Amid a growing backlash against the incumbent giants of social media, blockchain-based platforms are working to offer people ambitious alternatives.
One such platform, the embryonic Revolution Populi led by former Goldman Sachs vice president Rob Rosenthal and outspoken computer scientist David Gelernter, is aiming to challenge the dominance of Facebook and Twitter by using blockchain to give people control of their data.
Revolution Populi, which is planning to raise funds for its assault on Silicon Valley toward the end of this year, has announced it will use the booming cryptocurrency and blockchain platform chainlink for its planned decentralized digital ecosystem and social network.
Revolution Populi will use chainlink’s smart contracts to allow users to be paid for their social media activity and let third-party app developers build on its public database.
“We’re going to return the internet back to the people to whom it rightfully belongs, and to do that, we’re going to integrate chainlink’s powerful smart contract middleware throughout the project, which will secure point to point transactions across this new digital ecosystem and social net,” said Rob Rosenthal, chief executive of Revolution Populi, speaking on a call ahead of the announcement, adding “the days of the internet companies seizing your data are over.”
Facebook, the world’s biggest social network counting 2.5 billion people among its users, has been wrestling with the fallout from various privacy and data-sharing scandals over recent years.
In July last year, Facebook was slapped with a record $5 billion fine by U.S. regulators to settle privacy concerns.
Rosenthal and Revolution Populi are hoping this dissatisfaction with how Facebook and other social media companies treat their users will result in demand for an alternative.
“There’s a lot of anger towards the likes of Facebook,” Rosenthal said. “There’s a lot of complaining. But there’s no existing solution.”
The announcement comes as chainlink, an ethereum token that powers a decentralized network designed to connect smart contracts to external data sources, has rocketed by a staggering 1,000% over the last year.
Chainlink has been boosted in recent months by a surge of interest in decentralized finance—the idea that blockchain entrepreneurs can use bitcoin and crypto technology to recreate traditional financial instruments such as loans and insurance.
“We’re excited to provide Revolution Populi with secure and reliable oracle services to enable decentralized validation of data within their digital ecosystem,” Daniel Kochis, head of business development for Chainlink, said via email.

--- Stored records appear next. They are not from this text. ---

PR #3559, opened 2023-05-16
Revert "Re-enable go_path_test on RBE (#3539)"

sluongng:
This reverts commit f6be5e045c95a681989749a6e054c0c2fa91746e.

**What type of PR is this?**

>
Bug fix
> Feature
> Documentation
> Other

Disable go_path test on CI.

It seems that current way Bazel CI setup make it hard for symlink tests to work

**Other notes for review**

### DIFF
--- a/.bazelci/presubmit.yml
+++ b/.bazelci/presubmit.yml
@@ -77,6 +77,7 @@ tasks:
     test_targets:
     - "--"
     - "//..."
+    - "-//tests/core/go_path:go_path_test"
     - "-//tests/core/stdlib:buildid_test"
   windows:
     build_flags:


sluongng:
@fmeum it seems like the issue was not caused by PR #3559.

Instead, it is caused by Bazel CI enabling `--remote_download_minimal` unconditionally even when RBE is not used.

The build failure seems to be `20.04 LTS` that are supposed to execute locally, not remotely. The fix in 841933051 was not effective.

Looking a bit deeper into this, the error seems to be applicable for `download = toplevel` as well. See https://cs.opensource.google/bazel/bazel/+/master:src/main/java/com/google/devtools/build/lib/remote/RemoteExecutionService.java;l=1330-1332;drc=a5dde12b0d945b54967969fafa4d5e40692f9a44

and toplevel config seems to be set in https://github.com/bazelbuild/continuous-integration/blob/a7c6d0a1387e6a0d6a8eaafbb14ccf78e7973da2/buildkite/bazelci.py#L1899

fmeum:
@sluongng The PR you linked sets `--remote_download_outputs=all`, which I would have assumed fixes this. Did I apply it to the wrong pipeline? We could also add this flag to rules_go's `.bazelrc` to ensure it's always picked up.

sluongng:
The build log is like this

```
bazel build ... --remote_download_toplevel ... -- //...
...
(10:44:38) INFO: Reading rc options for 'build' from /workdir/.bazelrc:
  'build' options: --remote_download_outputs=all --build_runfile_links --experimental_remote_download_regex=.*tests/core/go_path/.*
```

So the flags given at command line override the flag written to `.bazelrc`.
In particular, `--remote_download_toplevel` get higher priority here and override your setting.

The fix is to either exclude go_path from all CI builds, or to put an option into https://github.com/bazelbuild/continuous-integration/ setup to allow picking remote download mode.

Meanwhile, other blockchain-based alternatives to the existing centralized social media model have sprung up over recent years.
Dfinity, a blockchain-based cloud computing platform that was valued at nearly $2 billion in 2018, last month opened up its network to third party developers—hoping they will be able to “reboot the internet” and end big tech’s “monopolization.”
Minds, which styles itself as “an open source social network,” now boasts 2.5 million registered users, while Block.one, the company behind the EOS blockchain, launched it social network Voice earlier this month.
Revolution Populi plans to release its code and whitepaper to software development platform Github in August, signalling the next stage in its development.
In addition, the group will reveal “a digital ecosystem of apps that are tied to a publicly governed database built on blockchain,” a social network, designed by Gelernter, that “will sit on top of the database and feed it maiden data,” and a “data and advertising marketplace.”
The complex, three-pronged approach underscores the still-tiny firm’s ambition.
“The entire internet economy needs to be changed,” Rosenthal said.